Based on the mathematical computation of proportional representation of the various political parties with elected senator in the Senate, each of these political parties is entitled to a fractional membership in the Commission on Appointments as stated in the first paragraph of this decision. 5 Each political party has a claim to an extra half seat, and the election of respondents Senator Romulo and Senator Tañada to the Commission on Appointments by the LDP majority is precisely questioned by the petitioners because, according to them, it unduly increased the membership of LDP and LP-PDP-LABAN in the Commission and reduced the membership of the LAKAS-NUCD and NPC correspondingly. In view of the conflicting claims of each of the political parties/coalition duly represented in the Senate to a fractional membership in the Commission on Appointments, the election of respondents Senator Romulo and Senator Tañada has become controversial and its validity questionable. Hence, this petition. It has been established that the legality of filling up the membership of the Commission on Appointments is a justiceiable issue and not a political question. 6

We deem it necessary to resolve the respondents’ argument as to the nature of the instant petition. There is no doubt that the issues involved herein are constitutional in nature and are of vital importance to our nation. They involve the interpretation of Section 18, Article VI of the Constitution which creates a Commission on Appointments. Where constitutional issues are properly raised in the context of the alleged facts, procedural questions acquire a relatively minor significance, 7 and the "transcendental importance to the public of the case demands that they be settled promptly and definitely brushing aside . . . technicalities of procedure." 8

For the purpose of resolving the case at bar, the instant petition may be regarded as one of prohibition 9 wherein the Senate is claimed to have acted without or in excess of its jurisdiction when it designated respondent Senator Romulo as eighth member of the Commission on Appointments, upon nomination by the LDP, and respondent Senator Tañada as LP nominee, notwithstanding, that in both instances, LDP and LP are each entitled only to "half a member." In the alternative, the petition may be regarded as one for mandamus, 10 in which it is claimed that the LAKAS-NUCD and NPC were unlawfully excluded from the use and enjoyment of a right or office to which each is entitled. Considering the importance of the case at bar and in keeping with the Court’s duty under the Constitution to keep the other branches of the government within the limits of the Constitution and the laws of the land, this Court has decided to brush aside legal technicalities of procedure and take cognizance of this case.

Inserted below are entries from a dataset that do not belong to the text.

PR #4353, opened 2022-12-02
Work around llvm bug causing periodic crashes during DWARF finalization

sjep:
###### Merge Checklist  

- [ ] Ready to merge

---

###### Summary 

This is a longstanding issue in the LLVM project: [issue #49955](https://github.com/llvm/llvm-project/issues/49955). It only occurs when llvm is compiled from gcc and is due to a particular optimization in gcc: strict-aliasing. This workaround simply disables strict-aliasing during llvm compilation.

###### Change Log  

- Change
Added a compile flag to llvm (`-fno-strict-aliasing`)

**NO** (I think mariner toolchain is gcc-based, if clang is required in the toolchain let me know the steps to verify.

###### Test Methodology

- I built the llvm package, installed it on an existing mariner docker instance and ran clang on the bad file 10 times alongside another docker file with the original clang.
  Old: 10 runs, 3 fails
  New: 10 runs, 0 fails


henryli001 (commented):
Please change the targeted check-in branch to main since that's the dev branch Mariner team is using. 2.0 is for official releases. Also I'm wondering what does the ptest result look like after this change? Do all the tests pass?

sjep:
Sure - give me a second to rebase off main

sjep:
I rebased onto main. I'm not sure how to run ptest or any test for that matter other than the go-test-coverage target. How do I kick off the test suite?

henryli001:
> I rebased onto main. I'm not sure how to run ptest or any test for that matter other than the go-test-coverage target. How do I kick off the test suite?

Thanks for doing that!

go-test-coverage is executing the unit tests of our go tooling whereas the ptest here refers to the test suite of the llvm package.  I do see that there's a %check section in the llvm spec file, so we need to run them to make sure no tests are regressed. You can run the ptest suite by adding **RUN_CHECK=y** in your package build command and after the build finishes, you'll be able to see the test result within the build log of llvm.

SPECS/llvm/llvm.spec
```diff
@@ -37,6 +37,7 @@ export CXXFLAGS="`echo " %{build_cxxflags} " | sed 's/ -g//'`"
 mkdir -p build
 cd build
 cmake -G Ninja                              \
+      -DCMAKE_CXX_FLAGS="-fno-strict-aliasing" \
```
PawelWMS, line 40: Instead of disabling strict aliasing for the whole build, could we instead use [the patch](https://github.com/NixOS/nixpkgs/pull/152321) mentioned in the [49955 issue](https://github.com/llvm/llvm-project/issues/49955) you referenced?

PawelWMS (changes requested):
Ask to use a fix instead of disabling strict aliasing globally.

SPECS/llvm/llvm.spec
sjep: If you're comfortable with the minimalist approach I can include the same patch in this commit and apply it instead of what I'm currently doing, you're right that it appears to be sufficient though I have no idea why.

sjep:
Running build/checks now for patched llvm

SPECS/llvm/llvm.spec
```diff
@@ -8,6 +8,7 @@ Distribution:   Mariner
 Group:          Development/Tools
 URL:            https://llvm.org/
 Source0:        https://github.com/llvm/llvm-project/releases/download/llvmorg-%{version}/%{name}-%{version}.src.tar.xz
+Patch1:         llvm-12.0.1-issue-49955-workaround.patch
```
PawelWMS, line 11: Thanks for the update. Now we missed incrementing the `Release` tag and adding a changelog entry. Aside from that, I think we're good to go.

PawelWMS (changes requested):

SPECS/llvm/llvm.spec
sjep: Oops when I switched techniques I forgot to pull over that diff. Will fix this now.

PawelWMS (approved):

PawelWMS:
> > I rebased onto main. I'm not sure how to run ptest or any test for that matter other than the go-test-coverage target. How do I kick off the test suite?
> 
> Thanks for doing that!
> 
> go-test-coverage is executing the unit tests of our go tooling whereas the ptest here refers to the test suite of the llvm package. I do see that there's a %check section in the llvm spec file, so we need to run them to make sure no tests are regressed. You can run the ptest suite by adding **RUN_CHECK=y** in your package build command and after the build finishes, you'll be able to see the test result within the build log of llvm.

Very good catch, @henryli001! However, I have just checked and for this particular package the ptests are still regularly failing, so there's no regression to look for, yet. We'll be fixing that on our end but out of scope of this PR.

PawelWMS:
> > I rebased onto main. I'm not sure how to run ptest or any test for that matter other than the go-test-coverage target. How do I kick off the test suite?
> 
> Thanks for doing that!
> 
> go-test-coverage is executing the unit tests of our go tooling whereas the ptest here refers to the test suite of the llvm package. I do see that there's a %check section in the llvm spec file, so we need to run them to make sure no tests are regressed. You can run the ptest suite by adding **RUN_CHECK=y** in your package build command and after the build finishes, you'll be able to see the test result within the build log of llvm.

Very good observationm Henry!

The issues for determination by this Court may be stated as follows:chanrob1es virtual 1aw library

1) Whether the election of Senators Alberto Romulo and Wigberto E. Tañada as members of the Commission on Appointments is in accordance with the provision of Section 18 of Article VI of the 1987 Constitution.

2) If said membership of the respondent senators in the Commission is violative of the Constitutional provision, did the respondent Senate act in grave abuse of discretion in electing the respondent Senators?

3) If there was grave abuse of discretion by respondent Senate, acting through the LDP majority, should a writ of prohibition enjoining, prohibiting and restraining the respondent Senators from sitting as members of and participating in the proceedings of the Commission on Appointments be issued?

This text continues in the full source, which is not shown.